Ultraviolet (UV) solar radiation is a leading cause of skin disease. Quantitative, continuous knowledge of exposure levels can enhance awareness and lead to improved health outcomes. Devices that offer this type of measurement capability in formats that can seamlessly integrate with the skin are therefore of interest. This paper introduces materials, device designs, and data acquisition methods for a skin‐like, or “epidermal,” system that combines colorimetric and electronic function for precise dosimetry in the UV‐A and UV‐B regions of the spectrum, and for determination of instantaneous UV exposure levels and skin temperature.
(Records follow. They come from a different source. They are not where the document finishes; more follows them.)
Issue #244, opened 2024-09-12
Support for Azure Storage


folmos-at-orange:
#### Description
A new Azure Storage file drivers is planned. We should support also Azure Storage for full compatibility with the available official drivers.

#### Questions/Ideas
- New class `AzureStorageResource`
- [Official Python Library](https://learn.microsoft.com/en-us/azure/storage/blobs/storage-quickstart-blobs-python?tabs=managed-identity%2Croles-azure-portal%2Csign-in-azure-cli&pivots=blob-storage-quickstart-scratch)

popescu-v:
Closed by PR #571

PR #571, opened 2026-04-10
Support for Azure storage

### LINKED ISSUE #576: Comprehensive integration tests of `FilesystemResource` implementations
#### Description

It would be great to test (via integration tests) comprehensively all the implementations of the `FilesystemResource` abstract class (S3, GCS, Local and Azure).

All the methods must be covered to detect any possible regression.

#### Questions/Ideas
Integration tests already exist for all the implementations. It appears unfortunately that some rarely used methods are not tested.

tramora:
- Among all the Azure storages, Khiops supports only (via its specific driver) "Files" and "Blobs" (Binary Large Objects)
 - The only supported authentication method is currently the `AZURE_STORAGE_CONNECTION_STRING` embedding the account name and account key

Completes #244 and fixes #576

---

### DIFF
--- a/.github/workflows/tests.yml
+++ b/.github/workflows/tests.yml
@@ -138,14 +138,22 @@ jobs:
           echo "Generated AWS configuration..."
           cat  ${GITHUB_WORKSPACE}/.aws/configuration
           /scripts/run_fake_remote_file_servers.sh .  # launch the servers in the background
+
           # Set environment variables for the tests with GCS
           GCS_BUCKET_NAME=data-test-khiops-driver-gcs/khiops_data
           GCS_DRIVER_LOGLEVEL=info  # set to debug for diagnosis
+
           # Set environment variables for the tests with S3
           S3_DRIVER_LOGLEVEL=info  # set to debug for diagnosis
           S3_BUCKET_NAME=s3-bucket
           AWS_SHARED_CREDENTIALS_FILE=${{ github.workspace }}/.aws/credentials
           AWS_CONFIG_FILE=${{ github.workspace }}/.aws/configuration
+
+          # Set environment variables for the tests with Azure
+          AZURE_STORAGE_CONNECTION_STRING='${{ secrets.AZURE_CONNECTION_STRING }}'
+          CLOUD_BLOB_URI_PREFIX=${{ vars.CLOUD_BLOB_URI_PREFIX }}
+          CLOUD_FILE_URI_PREFIX=${{ vars.CLOUD_FILE_URI_PREFIX }}
+                    
           # Persist environment variables for subsequent steps
           echo "GCS_BUCKET_NAME=${GCS_BUCKET_NAME}" >> "$GITHUB_ENV"
           echo "GCS_DRIVER_LOGLEVEL=${GCS_DRIVER_LOGLEVEL}" >> "$GITHUB_ENV"
@@ -153,6 +161,9 @@ jobs:
           echo "S3_BUCKET_NAME=${S3_BUCKET_NAME}" >> "$GITHUB_ENV"
           echo "AWS_SHARED_CREDENTIALS_FILE=${AWS_SHARED_CREDENTIALS_FILE}" >> "$GITHUB_ENV"
           echo "AWS_CONFIG_FILE=${AWS_CONFIG_FILE}" >> "$GITHUB_ENV"
+          echo "AZURE_STORAGE_CONNECTION_STRING=${AZURE_STORAGE_CONNECTION_STRING}" >> "$GITHUB_ENV"
+          echo "CLOUD_BLOB_URI_PREFIX=${CLOUD_BLOB_URI_PREFIX}" >> "$GITHUB_ENV"
+          echo "CLOUD_FILE_URI_PREFIX=${CLOUD_FILE_URI_PREFIX}" >> "$GITHUB_ENV"
       - name: Authenticate to GCP using "Workload Identity Federation"
         if: env.SKIP_EXPENSIVE_TESTS != 'true'
         # For integration tests on GCS we use a real Google account
--- a/.github/workflows/tests.yml
+++ b/.github/workflows/tests.yml
@@ -78,39 +78,27 @@ jobs:
         run: |
           CONDA="/root/miniforge3/bin/conda"
 
-          # Native Khiops-based Conda environment, and
-          # `khiops-core`-based Conda environment
-          CONDA_ENVS="py${{ matrix.python-version }} py${{ matrix.python-version }}_conda"
-          for CONDA_ENV in $CONDA_ENVS
-          do
-            mkdir -p -m u+rwx reports/"$CONDA_ENV"
+          # Native Khiops-based Conda environment (to test in a specific python version)
+          CONDA_ENV=py${{ matrix.python-version }}
+          mkdir -p -m u+rwx reports/"$CONDA_ENV"
 
-            # install within the conda environments without activating them
-            $CONDA install -y -n "$CONDA_ENV" unittest-xml-reporting
-            $CONDA install -y -n "$CONDA_ENV" --file test-requirements.txt
-          done
+          # install within the conda environments without activating them
+          $CONDA install -y -n "$CONDA_ENV" unittest-xml-reporting
+          $CONDA install -y -n "$CONDA_ENV" --file test-requirements.txt
       - name: Install khiops-python dependencies
         if: success() || failure()
         run: |
-          # The following git command is required,
-          # as the Git repository is in a directory the current user does not own,
-          # Python versioneer fails to compute the current version correctly otherwise
-          git config --global --add safe.directory $(realpath .)
           CONDA="/root/miniforge3/bin/conda"
-          # Native Khiops-based Conda environment, and
-          # `khiops-core`-based Conda environment
-          CONDA_ENVS="py${{ matrix.python-version }} py${{ matrix.python-version }}_conda"
-          for CONDA_ENV in $CONDA_ENVS
-          do
-            # Since Python 3.13, setuptools is not installed automatically anymore
-            $CONDA install -y -n "$CONDA_ENV" setuptools
+          # Native Khiops-based Conda environment (to test in a specific python version)          
+          CONDA_ENV=py${{ matrix.python-version }}
+          # Since Python 3.13, setuptools is not installed automatically anymore
+          $CONDA install -y -n "$CONDA_ENV" setuptools
 
-            # Add homogeneous TOML support (Python >= 3.12 has standard tomllib)
-            $CONDA install -y -n "$CONDA_ENV" tomli
-            $CONDA run --no-capture-output -n "$CONDA_ENV" python scripts/extract_dependencies_from_pyproject_toml.py -f "pyproject.toml" > requires.txt
-            $CONDA install -y -n "$CONDA_ENV" `cat requires.txt`
-            rm -f requires.txt
-          done
+          # Add homogeneous TOML support (Python >= 3.12 has standard tomllib)
+          $CONDA install -y -n "$CONDA_ENV" tomli
+          $CONDA run --no-capture-output -n "$CONDA_ENV" python scripts/extract_dependencies_from_pyproject_toml.py -f "pyproject.toml" > requires.txt
+          $CONDA install -y -n "$CONDA_ENV" `cat requires.txt`
+          rm -f requires.txt
       - name: Configure Expensive Tests Setting
         # Skip expensive tests by default, unless on the `main-v10` or `main` branches
         if: github.ref != 'main-v10' && github.ref != 'main' && ! inputs.run-expensive-tests
@@ -197,23 +185,17 @@ jobs:
           # version is retrieved
           git config --global --add safe.directory $(realpath .)
           CONDA="/root/miniforge3/bin/conda"
-          # Native Khiops-based Conda environment, and
-          # `khiops-core`-based Conda environment
-          CONDA_ENVS="py${{ matrix.python-version }} py${{ matrix.python-version }}_conda"
-          for CONDA_ENV in $CONDA_ENVS
-          do
-            $CONDA run --no-capture-output -n "$CONDA_ENV" coverage run -m xmlrunner -o "reports/$CONDA_ENV" -v
-            $CONDA run --no-capture-output -n "$CONDA_ENV" coverage report -m
-            $CONDA run --no-capture-output -n "$CONDA_ENV" coverage xml -o "reports/$CONDA_ENV/py-coverage.xml"
-          done
+          # Native Khiops-based Conda environment (to test in a specific python version)          
+          CONDA_ENV=py${{ matrix.python-version }}
+          $CONDA run --no-capture-output -n "$CONDA_ENV" coverage run -m xmlrunner -o "reports/$CONDA_ENV" -v
+          $CONDA run --no-capture-output -n "$CONDA_ENV" coverage report -m
+          $CONDA run --no-capture-output -n "$CONDA_ENV" coverage xml -o "reports/$CONDA_ENV/py-coverage.xml"
       - name: Display Test Reports
         if: success() || failure()
         uses: dorny/test-reporter@v1
         with:
           name: Run Tests ${{ matrix.python-version }}
-          path: >-
-            reports/py${{ matrix.python-version }}/TEST-tests.*.*.xml,
-            reports/py${{ matrix.python-version }}_conda/TEST-tests.*.*.xml
+          path: reports/py${{ matrix.python-version }}/TEST-tests.*.*.xml
           reporter: java-junit
           path-replace-backslashes: 'true'  # Necessary for windows paths
           fail-on-error: 'false'
@@ -225,8 +207,6 @@ jobs:
           path: |-
             reports/py${{ matrix.python-version }}/TEST-tests.*.*.xml
             reports/py${{ matrix.python-version }}/py-coverage.xml
-            reports/py${{ matrix.python-version }}_conda/TEST-tests.*.*.xml
-            reports/py${{ matrix.python-version }}_conda/py-coverage.xml
             tests/resources/scenario_generation/*/ref/*._kh
             tests/resources/scenario_generation/*/output/*._kh
             tests/resources/*/output_reports/*.txt
--- a/khiops/core/internals/filesystems.py
+++ b/khiops/core/internals/filesystems.py
@@ -5,12 +5,12 @@
 # see the "LICENSE.md" file for more details.                                        #
 ######################################################################################
 """Classes to interact with local and remote filesystems"""
-
 import json
 import os
 import shutil
 import warnings
 from abc import ABC, abstractmethod
+from functools import cached_property
 from pathlib import Path
 from urllib.parse import urlparse
 
@@ -37,6 +37,18 @@ try:
     gcs_import_error = None
 except ImportError as import_error:
     gcs_import_error = import_error
+
+# Import azure packages if available
+# Delay an ImportError raising to an instantiation of the resource
+try:
+    from azure.core import credentials, utils
+
+    # pylint: disable=redefined-outer-name
+    from azure.storage import blob, fileshare
+
+    azure_import_error = None
+except ImportError as import_error:
+    azure_import_error = import_error
 
 # pylint: enable=invalid-name
 
@@ -76,6 +88,7 @@ def create_resource(uri_or_path):
         - ``file`` or empty: Local filesystem resource
         - ``s3``: Amazon S3 resource
         - ``gs``: Google Cloud Storage resource
+        - ``https``: Azure Storage resource (files or blobs)
 
     Returns
     -------
@@ -94,6 +107,19 @@ def create_resource(uri_or_path):
                 return AmazonS3Resource(uri_or_path)
             elif uri_info.scheme == "gs":
                 return GoogleCloudStorageResource(uri_or_path)
+            elif uri_info.scheme == "https":
+                # Create the corresponding instance of Azure storage resource
+                # based on a well-known name pattern of the uri netloc.
+                # Among all the Azure storages, Khiops supports only
+                # (via its specific driver):
+                # - Files
+                # - Blobs (Binary Large Objects)
+                if uri_info.netloc.endswith(".file.core.windows.net"):
+                    # netloc of a file share
+                    return AzureStorageFileResource(uri_or_path)
+                else:
+                    # netloc of a blob
+                    return AzureStorageBlobResource(uri_or_path)
             elif scheme == "file":
                 # Reject URI if authority is not empty
                 if uri_info.netloc:
@@ -503,7 +529,7 @@ class LocalFilesystemResource(FilesystemResource):
 class GoogleCloudStorageResource(FilesystemResource):
     """Google Cloud Storage Resource
 
-    By default it reads the configuration from standard location.
+    By default, it reads the configuration from standard location.
     """
 
     def __init__(self, uri):
@@ -733,3 +759,307 @@ class AmazonS3Resource(FilesystemResource):
 
 
 # pylint: enable=no-member
+
+
+class AzureStorageResourceMixin:
+    """Azure compatible Storage Resource Mixin
+
+    See `AzureStorageFileResource` and `AzureStorageBlobResource` for more details.
+
+    """
+
+    def __init__(self, uri):
+        """
+        Azure Storage Resource initializer common to Files and Blobs
+        """
+
+        # Stop initialization if Azure modules are not available
+        if azure_import_error is not None:
+            warnings.warn(
+                "Could not import azure modules. "
+                "Make sure you have installed the azure.core, "
+                "azure.storage.fileshare and azure.storage.blob packages to "
+                "access Azure Storage files."
+            )
+            raise azure_import_error
+
+        super().__init__(uri)
+
+        if len(self.uri_parts) < 2:
+            # parts[0] contains the "share name" (for file shares)
+            # or "container name" (for blobs)
+            # parts[1:] contains the remaining of the path
+            raise ValueError(
+                f"Invalid Azure Resource URI '{uri}'. "
+                "The allowed patterns are: \n"
+                "- File : https://<storage-account-name>.file.core.windows.net/"
+                "<share name>/<0 to n folder name(s)>/<file name>\n"
+                "- Blob : https://<storage-account-name>.blob.core.windows.net/"
+                "<container name>/<0 to n virtual folder name(s)>/<blob name>"
+            )
+
+        # Create the authentication object using the connection string
+        connection_string = os.environ.get("AZURE_STORAGE_CONNECTION_STRING")
+        mappings = utils.parse_connection_string(connection_string)
+        self.credential = credentials.AzureNamedKeyCredential(
+            mappings.get("accountname"), mappings.get("accountkey")
+        )
+
+    def create_child(self, file_name):
+        return create_resource(child_uri_info(self.uri_info, file_name).geturl())
+
+    def create_parent(self, file_name):  # pylint: disable=unused-argument
+        return create_resource(parent_uri_info(self.uri_info).geturl())
+
+    def _uri_parts(self):
+        return [part for part in self.uri_info.path.split("/") if len(part) > 0]
+
+    @cached_property
+    def uri_parts(self):
+        """Build a list of path parts from a path as a str"""
+        return self._uri_parts()
+
+
+class AzureStorageFileResource(AzureStorageResourceMixin, FilesystemResource):
+    """Azure compatible Storage File Resource
+
+    As a prerequisite, the remote storage account and "file share" on Azure
+    MUST have been created by the user.
+
+    For shared Files, the URI pattern of a resource is the following :
+    https://<storage-account-name>.file.core.windows.net/<share name>/...
+                                                <0 to n folder name(s)>/<file name>
+    The first name after the netloc is the "share name" not a simple "folder name".
+
+    By default, this resource reads the configuration from standard location
+    (environment variables for the moment)
+    """
+
+    def __init__(self, uri):
+        """
+        Azure Storage Resource initializer for Files
+        """
+        super().__init__(uri)
+
+        share_url = (
+            f"{self.uri_info.scheme}://{self.uri_info.netloc}/" f"{self.uri_parts[0]}"
+        )
+        # Instantiate a `ShareClient` and attach it to the current instance.
+        self.azure_share_client = fileshare.ShareClient.from_share_url(
+            share_url=share_url, credential=self.credential
+        )
+
+        self.relative_remaining_path = "/".join(self.uri_parts[1:])
+
+        # Instantiate a `ShareFileClient` and attach it to the current instance.
+        self.file_share_client = self.azure_share_client.get_file_client(
+            self.relative_remaining_path
+        )
+
+        # Instantiate a `ShareDirectoryClient` and attach it to the current instance.
+        self.directory_share_client = self.azure_share_client.get_directory_client(
+            self.relative_remaining_path
+        )
+
+    def write(self, data):
+        # In order to be consistent with the other storage implementations,
+        # if the parent directories are missing they are created one by one.
+        relative_folders_hierarchy = os.path.dirname(self.relative_remaining_path)
+        self._create_the_whole_folders_hierarchy(relative_folders_hierarchy)
+
+        self.file_share_client.upload_file(data)
+
+    def exists(self):
+        """Check if the target resource exists (file or directory)"""
+
+        # Calls to `ShareFileClient` and `ShareDirectoryClient` are required
+        # because :
+        # - the check against `file_share_client` is ``False``
+        #   if the target is a directory.
+        # - the check against `directory_share_client` is ``False``
+        #   if the target is a file.
+        return self.file_share_client.exists() or self.directory_share_client.exists()
+
+    def remove(self):
+        """Remove the target resource either it is a file or a directory.
+        If an error occurs an exception is raised.
+        """
+
+        # Attempt to delete a file first; if it fails, attempt to delete a directory;
+        try:
+            self.file_share_client.delete_file()
+        # pylint: disable=broad-exception-caught
+        except Exception as file_delete_error:
+            try:
+                self.directory_share_client.delete_directory()
+            # pylint: disable=broad-exception-caught
+            except Exception as directory_delete_error:
+                raise RuntimeError(
+                    str(file_delete_error) + " " + str(directory_delete_error)
+                ) from None
+
+    def copy_from_local(self, local_path):
+        # In order to be consistent with the other storage implementations,
+        # if the parent directories are missing they are created one by one.
+        relative_folders_hierarchy = os.path.dirname(self.relative_remaining_path)
+        self._create_the_whole_folders_hierarchy(relative_folders_hierarchy)
+
+        self.file_share_client.upload_file(read(local_path))
+
+    def copy_to_local(self, local_path):
+        data = self.file_share_client.download_file()
+        with open(local_path, "wb") as output_file:
+            data.readinto(output_file)
+
+    def list_dir(self):
+        """List the files (not the directories) of the current directory
+        Notes:
+            This is not a recursive listing operation
+        """
+
+        return [
+            item["name"]
+            for item in self.directory_share_client.list_directories_and_files()
+            if not item["is_directory"]
+        ]
+
+    def make_dir(self):
+        # To avoid any exception while attempting to create an existing directory,
+        # that would occur otherwise, its existence is first checked
+
+        if not self.directory_share_client.exists():
+            self.azure_share_client.create_directory(self.relative_remaining_path)
+
+    def read(self, size=None):
+        return self.file_share_client.download_file(length=size).readall()
+
+    def _create_the_whole_folders_hierarchy(self, relative_folders_hierarchy):
+        """
+        Create the whole folders hierarchy in checking and
+        creating each parent if needed
+        """
+        parts = relative_folders_hierarchy.split("/")
+        current_hierarchy = ""
+        for current_folder in parts:
+            current_hierarchy += current_folder + "/"
+            directory_share_client = self.azure_share_client.get_directory_client(
+                current_hierarchy
+            )
+            if not directory_share_client.exists():
+                self.azure_share_client.create_directory(current_hierarchy)
+
+
+class AzureStorageBlobResource(AzureStorageResourceMixin, FilesystemResource):
+    """Azure compatible Storage Blob Resource
+
+    As a prerequisite, the remote storage account and the blob "container" on Azure
+    MUST have been created by the user.
+
+    For blobs, the URI pattern of a resource is the following:
+    https://<storage-account-name>.blob.core.windows.net/<container name>/...
+                                        <0 to n virtual folder name(s)>/<blob name>
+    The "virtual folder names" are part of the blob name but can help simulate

The colorimetric chemistry uses (4‐phenoxyphenyl)diphenylsulfonium triflate (PPDPS‐TF) with crystal violet lactone (CVL) and Congo red for UV‐A and UV‐B operation, respectively, when integrated with suitable optical filters. Coatings of poly(ethylene‐vinylacetate) (PEVA) protect the functional materials from sunscreen and other contamination. Quantitative information follows from automated L*a*b* color space analysis of digital images of the devices to provide accurate measurements when calibrated against standard nonwearable sensors. Techniques of screen printing and lamination allow aesthetic designs and integration with epidermal near field communication platforms, respectively. The result is a set of attractive technologies for managing UV exposure at a personal level and on targeted regions of the body.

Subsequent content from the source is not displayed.